*RECORDS PROVIDED*.
PR #673, opened 2022-12-13
feat: Support for default value attribute for fields

himank:
Allowing default values for fields. The values will only be set if it is missing in the user payload. 

The following would be supported:

Functions:
- now()
- uuid()
- cuid()

Default Values:
- Int32/Int64/Double/String/Date-Time/Arrays/Fields inside Nested Object: These can have default values

CreatedAt/UpdatedAt
- Tagging a field with created at or update at. 

Therefore,
- `@default(0/true/“hello”)` maps to `"default": 0 / "default": true / "default": "hello"` on the schema field
- `@default(now()/cuid()/uuid())` maps to `"default": "now()" / "default": "cuid()" / "default": "uuid()"`
- `@default()` maps to setting default with an empty string  `"default": ""` this means Tigris defaults for primitive fields.

Then the schema will look like this,
```
"field": {
	"type": "integer",
	"default": 1
}
```

- `@createdAt` maps to "createdAt": true similar to above, on the field attributes in the schema.
- `@updatedAt` maps to "updatedAt": true
```
"field": {
	"type": "string",
        "format": "date-time",
	"createdAt": "true"
}
```


schema/default.go
```diff
@@ -0,0 +1,150 @@
...
+		if len(updatedAt) == 0 {
+			return nil
+		}
+
+		return updatedAt
+	}
+
+	switch defaulter.value {
+	case funcNowName:
+		return createdAt
```
garrensmith, line 142: There is a case on update where the `createdAt` timestamp is set to `""` which means that a `now()` would also be an empty string. I'm guessing this shouldn't happen as the `now()` should only be done on create but is there a case where we could set the incorrect time?

schema/default.go
```diff
@@ -0,0 +1,150 @@
...
+	if err != nil {
+		return nil, err
+	}
+
+	defaulter.value = v
+
+	return defaulter, nil
+}
+
+func (defaulter *FieldDefaulter) GetValue(createdAt string, updatedAt string) interface{} {
```
garrensmith, line 125: Do we need two different timestamps here?
I kind of think this should be:

```
func (defaulter *FieldDefaulter) GetValue(timestamp string)

```

And then use that timestamp to set the default value

server/services/v1/mutator_test.go
```diff
@@ -16,14 +16,191 @@ package v1
...
+func TestMutateSetDefaults(t *testing.T) {
+	reqSchema := []byte(`{
+		"title": "t1",
+		"properties": {
+			"id": {
+				"type": "integer"
+			},
+			"double_f": {
+				"type": "number",
+				"default": 1.5
```
garrensmith, line 38: I think it is important to add a test here to make sure that a field with `now()` and the createdAt are the same value. Users are really surprised if the timestamps used in a mutation operation are not all the same if they are set in that operation.

server/services/v1/query_runner.go
```diff
@@ -223,7 +223,7 @@ func (runner *BaseQueryRunner) insertOrReplace(ctx context.Context, tx transacti
 	allKeys := make([][]byte, 0, len(documents))
 	for _, doc := range documents {
 		// reset it back to doc
-		doc, err = runner.mutateAndValidatePayload(coll, doc)
+		doc, err = runner.mutateAndValidatePayload(coll, ts.ToRFC3339(), "", doc)
```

*REQUIRED ACTION*. Lines with "true" in the records: how many are there? Give only the number.

*EXPECTED OUTPUT*. 4